(What is being asked) For the entries below, how many lines contain the word "overflow"? Reply with the number and nothing else.

____________________

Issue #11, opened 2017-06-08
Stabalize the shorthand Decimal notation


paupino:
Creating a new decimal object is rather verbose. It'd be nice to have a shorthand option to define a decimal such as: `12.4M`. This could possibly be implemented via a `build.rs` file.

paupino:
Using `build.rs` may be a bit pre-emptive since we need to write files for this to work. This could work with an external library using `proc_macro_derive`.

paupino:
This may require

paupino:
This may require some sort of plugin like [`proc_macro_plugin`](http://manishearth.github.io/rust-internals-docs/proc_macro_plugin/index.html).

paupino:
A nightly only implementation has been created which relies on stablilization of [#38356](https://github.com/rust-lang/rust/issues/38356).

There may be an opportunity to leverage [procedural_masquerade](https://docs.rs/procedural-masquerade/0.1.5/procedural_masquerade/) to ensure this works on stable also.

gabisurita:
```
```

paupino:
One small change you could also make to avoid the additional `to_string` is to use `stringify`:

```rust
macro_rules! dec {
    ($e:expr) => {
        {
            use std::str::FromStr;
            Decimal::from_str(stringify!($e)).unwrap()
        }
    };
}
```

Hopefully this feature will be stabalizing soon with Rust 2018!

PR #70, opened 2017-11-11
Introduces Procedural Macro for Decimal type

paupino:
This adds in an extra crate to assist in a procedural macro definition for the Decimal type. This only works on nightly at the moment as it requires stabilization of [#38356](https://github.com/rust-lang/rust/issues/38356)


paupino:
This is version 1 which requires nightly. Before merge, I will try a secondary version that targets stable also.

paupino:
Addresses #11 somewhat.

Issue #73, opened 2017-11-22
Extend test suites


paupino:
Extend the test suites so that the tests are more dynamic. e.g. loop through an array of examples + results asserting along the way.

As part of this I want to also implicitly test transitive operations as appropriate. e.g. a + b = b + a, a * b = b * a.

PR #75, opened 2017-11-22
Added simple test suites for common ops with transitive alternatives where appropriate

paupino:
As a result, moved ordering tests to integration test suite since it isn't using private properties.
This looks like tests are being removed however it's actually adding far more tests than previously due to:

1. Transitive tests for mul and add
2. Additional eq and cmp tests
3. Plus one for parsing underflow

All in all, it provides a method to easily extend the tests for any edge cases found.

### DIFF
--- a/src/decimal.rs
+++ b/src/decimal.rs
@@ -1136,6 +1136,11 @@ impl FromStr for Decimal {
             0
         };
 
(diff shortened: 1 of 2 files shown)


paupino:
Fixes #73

____________________

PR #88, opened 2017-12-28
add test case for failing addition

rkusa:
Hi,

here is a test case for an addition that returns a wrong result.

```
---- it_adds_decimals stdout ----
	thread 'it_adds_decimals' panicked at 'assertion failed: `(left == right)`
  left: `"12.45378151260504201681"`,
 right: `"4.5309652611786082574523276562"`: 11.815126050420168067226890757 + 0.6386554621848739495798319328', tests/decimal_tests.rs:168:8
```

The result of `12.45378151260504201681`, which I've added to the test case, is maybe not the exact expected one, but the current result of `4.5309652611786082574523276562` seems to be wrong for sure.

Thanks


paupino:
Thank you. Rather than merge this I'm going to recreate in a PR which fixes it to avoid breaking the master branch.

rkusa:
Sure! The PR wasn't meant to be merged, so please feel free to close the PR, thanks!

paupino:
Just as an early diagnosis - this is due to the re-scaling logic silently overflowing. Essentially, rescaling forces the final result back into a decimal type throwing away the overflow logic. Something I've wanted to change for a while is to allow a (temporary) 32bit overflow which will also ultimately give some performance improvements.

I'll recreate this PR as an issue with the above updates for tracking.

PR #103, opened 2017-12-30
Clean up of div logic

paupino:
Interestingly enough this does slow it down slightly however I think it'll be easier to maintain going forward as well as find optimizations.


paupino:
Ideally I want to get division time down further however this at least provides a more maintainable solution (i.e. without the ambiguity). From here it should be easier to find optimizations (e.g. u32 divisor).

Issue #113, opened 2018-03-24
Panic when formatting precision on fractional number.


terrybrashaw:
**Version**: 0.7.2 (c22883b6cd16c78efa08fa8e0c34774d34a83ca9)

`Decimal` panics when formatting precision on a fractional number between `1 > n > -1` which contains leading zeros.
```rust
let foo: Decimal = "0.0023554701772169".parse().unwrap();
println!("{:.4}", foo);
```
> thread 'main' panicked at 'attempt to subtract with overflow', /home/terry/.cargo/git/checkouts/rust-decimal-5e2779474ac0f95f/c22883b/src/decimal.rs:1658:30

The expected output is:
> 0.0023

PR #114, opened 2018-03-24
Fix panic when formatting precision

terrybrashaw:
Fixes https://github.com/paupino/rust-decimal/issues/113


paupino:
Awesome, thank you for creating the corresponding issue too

____________________

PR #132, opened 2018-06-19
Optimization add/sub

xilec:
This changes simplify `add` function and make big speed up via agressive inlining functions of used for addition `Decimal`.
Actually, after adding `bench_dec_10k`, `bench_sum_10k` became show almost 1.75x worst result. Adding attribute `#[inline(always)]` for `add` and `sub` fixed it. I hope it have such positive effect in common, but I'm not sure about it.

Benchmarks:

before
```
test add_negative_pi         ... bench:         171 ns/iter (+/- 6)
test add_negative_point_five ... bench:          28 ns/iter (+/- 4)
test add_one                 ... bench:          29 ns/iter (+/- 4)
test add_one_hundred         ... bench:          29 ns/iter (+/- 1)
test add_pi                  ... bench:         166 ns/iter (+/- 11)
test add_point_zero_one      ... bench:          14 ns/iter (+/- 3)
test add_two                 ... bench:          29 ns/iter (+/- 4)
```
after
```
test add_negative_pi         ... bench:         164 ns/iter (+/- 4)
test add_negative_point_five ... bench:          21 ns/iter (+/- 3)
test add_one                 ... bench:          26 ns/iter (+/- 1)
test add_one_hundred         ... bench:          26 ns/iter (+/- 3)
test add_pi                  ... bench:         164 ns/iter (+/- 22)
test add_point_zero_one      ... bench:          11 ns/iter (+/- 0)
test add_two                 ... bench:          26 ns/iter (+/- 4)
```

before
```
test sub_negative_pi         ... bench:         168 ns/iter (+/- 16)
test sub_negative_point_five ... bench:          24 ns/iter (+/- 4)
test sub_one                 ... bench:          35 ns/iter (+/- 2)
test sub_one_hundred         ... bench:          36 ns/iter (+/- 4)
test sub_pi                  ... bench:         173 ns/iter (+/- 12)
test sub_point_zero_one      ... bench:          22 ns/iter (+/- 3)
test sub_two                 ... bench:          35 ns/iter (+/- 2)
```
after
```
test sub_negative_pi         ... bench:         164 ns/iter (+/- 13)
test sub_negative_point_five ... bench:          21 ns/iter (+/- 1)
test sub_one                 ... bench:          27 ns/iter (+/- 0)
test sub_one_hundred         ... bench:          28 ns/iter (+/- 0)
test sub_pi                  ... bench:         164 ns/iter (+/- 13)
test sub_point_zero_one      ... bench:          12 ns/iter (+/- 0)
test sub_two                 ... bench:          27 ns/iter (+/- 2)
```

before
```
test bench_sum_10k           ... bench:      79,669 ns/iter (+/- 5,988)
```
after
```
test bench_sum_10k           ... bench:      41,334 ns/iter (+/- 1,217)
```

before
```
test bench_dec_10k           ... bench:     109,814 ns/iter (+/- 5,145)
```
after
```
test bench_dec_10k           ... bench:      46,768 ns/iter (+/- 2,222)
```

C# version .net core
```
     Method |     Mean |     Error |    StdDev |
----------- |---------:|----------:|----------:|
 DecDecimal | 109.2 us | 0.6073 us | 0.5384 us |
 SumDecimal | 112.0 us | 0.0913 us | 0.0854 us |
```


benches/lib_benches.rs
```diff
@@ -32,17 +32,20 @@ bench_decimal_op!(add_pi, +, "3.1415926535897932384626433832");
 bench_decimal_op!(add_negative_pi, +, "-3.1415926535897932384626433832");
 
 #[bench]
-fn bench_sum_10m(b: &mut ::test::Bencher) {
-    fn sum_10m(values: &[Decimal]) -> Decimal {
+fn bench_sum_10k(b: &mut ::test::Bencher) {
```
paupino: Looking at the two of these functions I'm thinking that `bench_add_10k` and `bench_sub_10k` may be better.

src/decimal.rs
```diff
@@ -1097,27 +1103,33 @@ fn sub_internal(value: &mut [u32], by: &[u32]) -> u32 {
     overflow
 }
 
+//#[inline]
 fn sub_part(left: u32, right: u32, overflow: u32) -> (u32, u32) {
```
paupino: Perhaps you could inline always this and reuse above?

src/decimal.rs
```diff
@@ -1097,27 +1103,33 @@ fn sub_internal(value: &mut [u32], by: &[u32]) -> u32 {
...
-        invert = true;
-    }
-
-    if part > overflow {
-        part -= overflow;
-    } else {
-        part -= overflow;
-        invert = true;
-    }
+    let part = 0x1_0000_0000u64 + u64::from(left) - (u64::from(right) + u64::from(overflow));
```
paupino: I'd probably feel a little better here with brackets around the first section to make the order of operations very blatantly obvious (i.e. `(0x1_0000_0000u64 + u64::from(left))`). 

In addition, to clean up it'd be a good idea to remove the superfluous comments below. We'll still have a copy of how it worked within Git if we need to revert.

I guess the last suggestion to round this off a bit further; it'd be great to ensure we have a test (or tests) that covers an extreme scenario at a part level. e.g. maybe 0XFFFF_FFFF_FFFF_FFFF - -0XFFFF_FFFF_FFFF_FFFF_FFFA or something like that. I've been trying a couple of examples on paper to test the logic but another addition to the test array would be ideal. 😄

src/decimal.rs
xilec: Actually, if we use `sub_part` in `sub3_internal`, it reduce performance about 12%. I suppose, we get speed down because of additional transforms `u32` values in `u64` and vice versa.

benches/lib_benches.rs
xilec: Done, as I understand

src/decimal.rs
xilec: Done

____________________

(Response area) 8